» **Exercise brief**
Among the records below, find the line that has "Updates on LA"; from there, give the lines again exactly, and stop after the line that has "Merci beaucoup :)".

(Material for the task Opens)

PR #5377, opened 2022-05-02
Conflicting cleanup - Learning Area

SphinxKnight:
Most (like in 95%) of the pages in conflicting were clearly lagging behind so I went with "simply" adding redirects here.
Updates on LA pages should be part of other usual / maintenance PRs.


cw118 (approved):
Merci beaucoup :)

(Material for the task Closes)
(Material for the task Opens)

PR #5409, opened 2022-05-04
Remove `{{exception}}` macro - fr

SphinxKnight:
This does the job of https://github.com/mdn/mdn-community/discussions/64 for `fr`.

(Material for the task Closes)

» **Written reply**
Updates on LA pages should be part of other usual / maintenance PRs.


cw118 (approved):
Merci beaucoup :)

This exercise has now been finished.